Giurisprudenza

Uno dei capisaldi della nozione di giustificato motivo oggettivo è, secondo giurisprudenza pregressa, l’obbligo di repêchage, data la genericità con cui la legge lo inquadra in termini di «ragioni inerenti all’attività produttiva, all’organizzazione del lavoro e al regolare funzionamento di essa» (articolo 3, legge 604/66).

Il primo “pilastro” del licenziamento per giustificato motivo oggettivo è il venir meno della possibilità di utilizzo del lavoratore, a seguito della soppressione della posizione lavorativa, ovvero del venir meno di requisiti soggettivi per lo svolgimento della prestazione. Il secondo è appunto l’impossibilità di un diverso utilizzo del lavoratore nell’ambito aziendale. Entrambe le circostanze vanno accertate dal giudice, al quale è però inibito il sindacato di merito sulle valutazioni tecniche, organizzative e produttive che spettano al datore di lavoro.

L’articolo 5, legge 604/66 sancisce che l’onere di provare la sussistenza di un giustificato motivo di licenziamento incombe sul datore di lavoro. Tuttavia, mentre non è mai stato in discussione l’onere del datore di lavoro di allegare e provare l’effettività del provvedimento organizzativo di soppressione del posto di lavoro, qualche problema è sorto con riguardo alla prova dell’impossibilità di repêchage; sul punto è intervenuta la Cassazione con la sentenza n. 5592/16.
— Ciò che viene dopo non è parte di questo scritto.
PR #688, opened 2024-02-14
Concurrency safe worker operations

fkorotkov:
Otherwise, we can iterate over it while items get deleted.

Alternative to #687

### DIFF
--- a/cmd/cirrus/main.go
+++ b/cmd/cirrus/main.go
@@ -36,7 +36,7 @@ func main() {
 	if err != nil {
 		log.Fatalf("failed to initialize Sentry: %v", err)
 	}
-	defer sentry.Flush(2 * time.Second)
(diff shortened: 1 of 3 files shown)


edigaryev:
This PR changes less lines of code indeed, but I think a proper `sync.Map` implementation should incapsulate all of the operations within it, otherwise it's very easy to miss a `Lock()`/`Unlock()`.

This also reminds me of a DIY `ConcurrentMap` implementation in one of the Orchard PRs: https://github.com/cirruslabs/orchard/pull/30/commits/c5079d86ff4297f01b274356b4df7e474aa39bef#diff-10fc4fdc9c214490c8685391c16528854aaaeef9d9c860e6f82709b384d7f657.

I propose to go with the https://github.com/cirruslabs/cirrus-cli/pull/687 to avoid reinventing the wheel.

PR #690, opened 2024-02-26
Persistent Worker: implement standby slots to cache VM startups

edigaryev:
This allows having a cache for popular VM configurations and have a faster startup times.


edigaryev:
Closing because we've decided to simplify things for now:

* only single standby instance is allowed
* only Tart is supported
* no resource mumbo-jumbo, simply kill off the standby instance if its isolation doesn't match the isolation of the task to be started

Un consolidato orientamento giurisprudenziale attenuava l’onere della prova in capo al datore ed assegnava al lavoratore l’onere di indicare al giudice le mansioni nelle quali riteneva di poter essere ricollocato e, solo successivamente, il datore avrebbe dovuto provare l’impossibilità di utilizzare il lavoratore nelle mansioni da quest’ultimo indicate.

La recente sentenza della Cassazione si pone in contrasto con l’orientamento menzionato poc’anzi, proponendo, alla luce degli ordinari principi processuali, l’esclusione di qualsiasi dovere in capo al lavoratore mediante una rigida identificazione dell’onere probatorio a carico del datore. Pertanto, il datore di lavoro potrà fornire la prova di fatto che le assunzioni effettuate in concomitanza con il licenziamento o in epoca di poco successiva (sei mesi, secondo l’orientamento prevalente) attengono a mansioni e profili professionali diversi da quelli del lavoratore licenziato.

Tuttavia, una ulteriore problematica poterebbe sorgere a seguito della recente modifica apportata al testo dell’articolo 2103 del codice civile, la quale ha ampliato i confini del potere del datore di lavoro di modificare le mansioni del lavoratore (cosiddetto ius variandi), estendendolo a tutte le mansioni corrispondenti al livello di inquadramento, e anche, in determinati casi, al livello inferiore. In conseguenza, è sorto il dubbio che ciò possa comportare una maggiore ampiezza anche in relazione all’obbligo di repêchage e dunque della relativa prova in giudizio.

Il punto rimane particolarmente delicato in quanto nell’eventuale decisione di adibire il lavoratore a mansioni completamente diverse (anche se inquadrate nello stesso livello del contratto collettivo) c’è una componente di discrezionalità organizzativa che compete solo al datore di lavoro, a cui il giudice non può sostituirsi. Pertanto, quest’ultimo potrebbe valutare l’utilizzabilità del lavoratore licenziato nelle mansioni assegnate al lavoratore successivamente assunto unicamente in termini di piena fungibilità tra i due.

Fonte: Suprema Corte di Cassazione, sezione lavoro, sentenza 22 marzo 2016, n. 5592.